In my experience teaching introductory ODEs at three different universities, students taking ODEs often need motivation for studying solutions to ODEs. If an instructor has enough experience to provide motivating application problems and to fill-in needed details, then this book could be used for an ODEs course. In that case, I would recommend that the chapters on Laplace Transforms (6) and Series Solutions (8) be further developed. In their current form, these two chapters lack basic examples and development that would be valuable to students, especially those studying engineering.
In Part II the wave, heat and diffusion, Laplace, and Poisson equations are all developed in an accessible and clear manner. Emphasis is placed on exploring each of these equations under various initial and boundary conditions, and the authors do a good job of providing a comprehensive collection of examples. In most exercises throughout Part II, analytical solutions are encouraged and the software program is referred to when integrals are not easy to evaluate. It is clear that the authors spent a lot of effort in making Part II of the text interesting and relevant.
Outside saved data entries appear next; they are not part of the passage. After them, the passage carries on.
PR #224, opened 2017-08-22
Add FunctorFilter

JorgeCastilloPrz:
Fixes: #223 

* Added `FunctorFilter`
* Added `FunctorFilterLaws`
* Added `ComposedFunctorFilter` and `OptionTFunctor` `FunctorFilter` instances.
* Tested laws using `OptionTFunctor`.

### DIFF
--- a/kategory-test/src/main/kotlin/kategory/generators/Generators.kt
+++ b/kategory-test/src/main/kotlin/kategory/generators/Generators.kt
@@ -55,3 +55,8 @@ fun genIntPredicate(): Gen<(Int) -> Boolean> =
                     { it % absNum == absNum - 1 })
             )
         }
+
+fun <B> genOption(genB: Gen<B>): Gen<Option<B>> =
+        object : Gen<Option<B>> {
+            override fun generate(): Option<B> = Option.pure(genB.generate())
+        }
--- a/kategory-test/src/main/kotlin/kategory/generators/Generators.kt
+++ b/kategory-test/src/main/kotlin/kategory/generators/Generators.kt
@@ -58,8 +58,8 @@ fun genIntPredicate(): Gen<(Int) -> Boolean> =
 
 fun <B> genOption(genB: Gen<B>): Gen<Option<B>> =
         object : Gen<Option<B>> {
+            val random = genIntSmall()
             override fun generate(): Option<B> {
-                val random = genIntSmall().generate()
-                return if (random % 20 == 0) Option.None else Option.pure(genB.generate())
+                return if (random.generate() % 20 == 0) Option.None else Option.pure(genB.generate())
             }
         }
--- a/kategory-test/src/main/kotlin/kategory/generators/Generators.kt
+++ b/kategory-test/src/main/kotlin/kategory/generators/Generators.kt
@@ -58,5 +58,8 @@ fun genIntPredicate(): Gen<(Int) -> Boolean> =
 
 fun <B> genOption(genB: Gen<B>): Gen<Option<B>> =
         object : Gen<Option<B>> {
-            override fun generate(): Option<B> = Option.pure(genB.generate())
+            override fun generate(): Option<B> {
+                val random = genIntSmall().generate()
+                return if (random % 20 == 0) Option.None else Option.pure(genB.generate())
+            }
         }
--- a/kategory-test/src/main/kotlin/kategory/laws/FunctorFilterLaws.kt
+++ b/kategory-test/src/main/kotlin/kategory/laws/FunctorFilterLaws.kt
@@ -6,10 +6,10 @@ import kategory.*
 
 object FunctorFilterLaws {
 
-    inline fun <reified F> laws(AP: Applicative<F> = applicative(), FFF: FunctorFilter<F> = functorFilter(), EQ: Eq<HK<F, Int>>): List<Law> =
-            FunctorLaws.laws(AP, EQ) + listOf(
-                    Law("Functor Filter: mapFilter composition", { mapFilterComposition(FFF, AP::pure, EQ) }),
-                    Law("Functor Filter: mapFilter map consistency", { mapFilterMapConsistency(FFF, AP::pure, EQ) })
+    inline fun <reified F> laws(FFF: FunctorFilter<F> = functorFilter(), crossinline cf: (Int) -> HK<F, Int>, EQ: Eq<HK<F, Int>>): List<Law> =
+            FunctorLaws.laws(FFF, cf, EQ) + listOf(
+                    Law("Functor Filter: mapFilter composition", { mapFilterComposition(FFF, cf, EQ) }),
+                    Law("Functor Filter: mapFilter map consistency", { mapFilterMapConsistency(FFF, cf, EQ) })
             )
 
     inline fun <reified F> mapFilterComposition(FFF: FunctorFilter<F> = functorFilter(), crossinline ff: (Int) -> HK<F, Int>, EQ: Eq<HK<F, Int>> = Eq.any()): Unit =
--- a/kategory-test/src/main/kotlin/kategory/laws/FunctorFilterLaws.kt
+++ b/kategory-test/src/main/kotlin/kategory/laws/FunctorFilterLaws.kt
@@ -1,0 +1,31 @@
+package kategory.laws
+
+import io.kotlintest.properties.Gen
+import io.kotlintest.properties.forAll
+import kategory.*
+
+object FunctorFilterLaws {
+
+    inline fun <reified F> laws(AP: Applicative<F> = applicative(), FFF: FunctorFilter<F> = functorFilter(), EQ: Eq<HK<F, Int>>): List<Law> =
+            FunctorLaws.laws(AP, EQ) + listOf(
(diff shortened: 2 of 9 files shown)


kategory-test/src/main/kotlin/kategory/generators/Generators.kt
```diff
@@ -55,3 +55,8 @@ fun genIntPredicate(): Gen<(Int) -> Boolean> =
                     { it % absNum == absNum - 1 })
             )
         }
+
+fun <B> genOption(genB: Gen<B>): Gen<Option<B>> =
```
pakoito: This method could be implemented using genApplicative(). In any case, to properly test Option we'd need to generate at all possible cases. What I'd suggest is to randomise None to a low percent by capturing a Gen.int() and checking modulus 20 for 5% chance.

kategory/src/main/kotlin/kategory/arrow/Function1.kt
```diff
@@ -4,7 +4,7 @@ fun <I, O> ((I) -> O).k(): Function1<I, O> = Function1(this)
 
 operator fun <I, O> Function1Kind<I, O>.invoke(i: I): O = this.ev().f(i)
 
-@higherkind class Function1<I, out O>(val f: (I) -> O) : Function1Kind<I, O> {
+@higherkind open class Function1<I, out O>(val f: (I) -> O) : Function1Kind<I, O> {
```
pakoito: Who inherits from Function1?

kategory/src/main/kotlin/kategory/data/OptionT.kt
```diff
@@ -45,6 +45,13 @@ package kategory
         inline fun <reified F> monoidK(MF: Monad<F> = kategory.monad<F>()): MonoidK<OptionTKindPartial<F>> = object : OptionTMonoidK<F> {
             override fun F(): Monad<F> = MF
         }
+
+        inline fun <reified F> functorFilter(MF: Monad<F> = kategory.monad<F>(), FF: Functor<F> = kategory.functor()): FunctorFilter<OptionTKindPartial<F>> =
```
pakoito: Monad implies functor. You only need 1 parameter.

kategory/src/main/kotlin/kategory/instances/OptionTInstances.kt
```diff
@@ -52,3 +52,14 @@ interface OptionTSemigroupK<F> : SemigroupK<OptionTKindPartial<F>> {
 interface OptionTMonoidK<F> : MonoidK<OptionTKindPartial<F>>, OptionTSemigroupK<F> {
     override fun <A> empty(): HK<OptionTKindPartial<F>, A> = OptionT(F(), F().pure(Option.None))
 }
+
+interface OptionTFunctor<F> : FunctorFilter<OptionTKindPartial<F>> {
+
+    fun FF(): Functor<F>
+
+    fun MF(): Monad<F>
```
pakoito: Monad implies functor. One should be enough.

kategory-test/src/main/kotlin/kategory/laws/FunctorFilterLaws.kt
```diff
@@ -0,0 +1,31 @@
+package kategory.laws
+
+import io.kotlintest.properties.Gen
+import io.kotlintest.properties.forAll
+import kategory.*
+
+object FunctorFilterLaws {
+
+    inline fun <reified F> laws(AP: Applicative<F> = applicative(), FFF: FunctorFilter<F> = functorFilter(), EQ: Eq<HK<F, Int>>): List<Law> =
```
pakoito: Some FunctorFilters may not be Applicatives. I'd suggest passing a constructor, and inlining AP::pure in the current callsites instead.

kategory/src/test/kotlin/kategory/data/OptionTTest.kt
```diff
@@ -29,6 +30,11 @@ class OptionTTest : UnitSpec() {
                 Eq.any(),
                 Eq.any()))
 
+        testLaws(FunctorFilterLaws.laws(
+                OptionT.applicative(Option),
+                OptionT.functorFilter(),
+                Eq.any()))
```
pakoito: I believe it may need an instance of Eq<OptionTPartial<Option, Int>>, as we've seen similar issues with other tests before.

kategory/src/main/kotlin/kategory/arrow/Function1.kt
JorgeCastilloPrz: Nobody. It was being inherited by `Lifted` in the beginning, but no need for it anymore.

kategory-test/src/main/kotlin/kategory/laws/FunctorFilterLaws.kt
JorgeCastilloPrz: What do you mean ? FunctorFilterLaws depend on FunctorLaws which need an Applicative to run, that's why it's being passed here, but the FunctorFilterLaws are being tested using the FunctorFilter passed as a second argument.

kategory/src/test/kotlin/kategory/data/OptionTTest.kt
JorgeCastilloPrz: Fixed 👍

kategory-test/src/main/kotlin/kategory/generators/Generators.kt
JorgeCastilloPrz: 👍 fixed. I made it randomized to generate None and Some on a 5% - 95% basis.

JorgeCastilloPrz:
Back to you @pakoito

kategory-test/src/main/kotlin/kategory/generators/Generators.kt
pakoito: You need to capture genIntSmall().generate() as a field inside the object, else you won't get adequate distributions as it restarts the seed every time.

kategory-test/src/main/kotlin/kategory/laws/FunctorFilterLaws.kt
pakoito: FunctorLaws has 2 constructor, one convenient one with Applicative in the case that you're testing anything that inherits from applicative, and another that takes a constructor function. In this case as we're testing something that doesn't inherit from applicative please use the second one.

kategory/src/main/kotlin/kategory/data/Composed.kt
```diff
@@ -146,3 +146,24 @@ interface ComposedApplicative<F, G> : Applicative<ComposedType<F, G>>, ComposedF
...
+    override fun F(): Functor<F>
+    override fun G(): FunctorFilter<G>
+
+    override fun <A, B> mapFilter(fga: HK<ComposedType<F, G>, A>, f: (A) -> Option<B>): HK<ComposedType<F, G>, B> =
+            F().map(fga.lower(), { G().mapFilter(it, f) }).lift()
+
+    companion object {
+        inline operator fun <reified F, reified G> invoke(FF: Functor<F> = functor(), FFG: FunctorFilter<G> = functorFilter()): ComposedFunctorFilter<F, G> =
+                object : ComposedFunctorFilter<F, G> {
+                    override fun F(): Functor<F> = FF
```
pakoito: FunctorFilter implies Functor, you don't need the second parameter.

kategory/src/test/kotlin/kategory/data/OptionTTest.kt
```diff
@@ -29,6 +30,14 @@ class OptionTTest : UnitSpec() {
                 Eq.any(),
                 Eq.any()))
 
+        testLaws(FunctorFilterLaws.laws(
+                OptionT.applicative(Option),
+                OptionT.functorFilter(),
+                object : Eq<HK<OptionTKindPartial<OptionHK>, Int>>{
+                    override fun eqv(a: HK<OptionTKindPartial<OptionHK>, Int>, b: HK<OptionTKindPartial<OptionHK>, Int>): Boolean =
+                            a.ev().value == b.ev().value
```
pakoito: Are we sure we can compare Option with ==, or do we need an Eq instance?

kategory-test/src/main/kotlin/kategory/laws/FunctorFilterLaws.kt
JorgeCastilloPrz: Fixed.

kategory/src/test/kotlin/kategory/data/OptionTTest.kt
JorgeCastilloPrz: We are doing the same for other laws being tested on this class. I've changed it now to use the already created `OptionTFIdEq` instance (on top part of this test class).

kategory/src/main/kotlin/kategory/data/Composed.kt
JorgeCastilloPrz: Well that's inherited from `ComposedFunctor`, following cats implementation.

JorgeCastilloPrz:
Back to you again @pakoito

kategory/src/main/kotlin/kategory/data/Composed.kt
pakoito: Derp, I see.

In many solution methods, references to ODEs solutions methods, Sturm-Liouville problems, and Fourier series help connect the general theories of ODEs and PDEs.
For a first edition the book seems relatively free of major typos and editorial problems. The main issues I encountered were inconsistently used fonts (distinguishing between examples and general discussion), difficult to follow sentence structure and grammar, and in some cases, the use of ideas before they were properly defined (e.g., self-adjoint operators, delta function). The authors also used language that seemed out of the norm such as “plugging the general solution in the initial conditions results in…” (p. 45). Although I found these issues mostly in the first part of the text, overall they did not detract too much from the main ideas. The software included with the text did not work on my Mac but worked well on a windows machine.
In summary, the task of providing a comprehensive text on ODEs and PDEs is a difficult one, simply because of the amount of content that can be covered. This text finds a nice balance between general topics of ODEs and second order PDEs. The authors’ choice of omitting nonlinear systems of ODEs and first order PDEs is not unreasonable; it does not diminish the value of the book unless the reader or instructor prefers to cover these topics. The lack of applications and motivation in Part I of the text does make it a difficult choice as a stand-alone book for introductory ODEs. However, it could be used for a single PDEs course or in a sequence of differential equations courses where a survey of second order PDEs is desired.
Joe Latulippe (email@example.com) is an assistant professor of mathematics at Norwich University. He is a Project NExT Fellow (Sun Dot ’07), and is interested in mathematical biology and modeling. He is also an assistant coach for the Norwich University Men’s Lacrosse team. In his free time, Joe trains in Aikido (a non-violent Japanese martial art), and enjoys painting and drawing.